Depuis le 1er juillet 2025, le taux de prélèvement sur le produit brut des jeux a été augmenté, atteignant désormais 33,7% pour les paris en ligne.
On estime qu’en France, ce sont plus de 26% des gens de plus de 18 ans, qui parient, au moins occasionnellement, sur des rencontres sportives. Un chiffre élevé, qui démontre à quel point la génération actuelle est plutôt “joueuse”.
Mais la nouvelle législation pourrait bien tout changer.
L’article 32 de la loi de financement de la Sécurité Sociale est entré en vigueur, imposant de nouvelles mesures fiscales.
Depuis le 1er juillet, les opérateurs de paris sportifs (Winamax, Betclic et tant d’autres) subissent une pression financière assez exceptionnelle, à cause de taux d’imposition atteignant des sommets.
Jamais ils n’avaient été aussi élevés. Face à cette taxation, ce sont les opérateurs illégaux qui tirent leur épingle du jeu.
Un secteur des jeux d’argent en pleine mutation
Plus concrètement, les taux de prélèvement de l’État sur le produit brut des jeux vient de passer de 27.9% à 33.7%, soit une hausse de 4.4 points en l’espace de quelques heures à peine. Seule la FDJ (Française des Jeux) opérateur ayant un monopole sur les paris physiques, s’en sort bien, avec un taux de prélèvement total à 7.6%.

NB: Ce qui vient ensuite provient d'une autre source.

PR #7813, opened 2021-02-25
Fix issue 21663 - std.concurrency.receiveOnly doesn't work with tuples

pbackus:


pbackus:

Cette hausse des taxes impacte forcément les entreprises concernées qui, de ce fait, vont devoir prendre des décisions radicales. Certaines ont d’ores et déjà annoncés des plans de licenciement.
D’autres revoient les budgets à la baisse et n’investiront plus dans le sponsoring de certains clubs, par exemple.
Cela impacte aussi les travailleurs. Face aux risques systémiques, les talents cherchent du travail ailleurs. Betfair, à Londres ou Bet365, à Malte sont deux des destinations les plus privilégiées des collaborateurs qui craignent pour leur emploi et qui souhaitent un peu plus de stabilité.
L’administratif, autre enfer des acteurs des paris sportifs
Outre cette perte financière, les opérateurs de paris sportifs font aussi face à une complexité administrative accrue.
Les nouvelles déclarations à effectuer, qui accompagnent ces changements structurels, sont qualifiées de fastidieuses. Elles entraînent des coûts supplémentaires et des risques d’erreurs.
Les plateformes interdites en France, comme les sites hors ARJEL, mais tout de même accessibles, en profitent alors. Elles proposent des cotes plus avantageuses et les utilisateurs, conscients des défis auxquels font face les opérateurs traditionnels, ne souhaitant pas voir la qualité du service se dégrader, migrent déjà vers ces sites internet.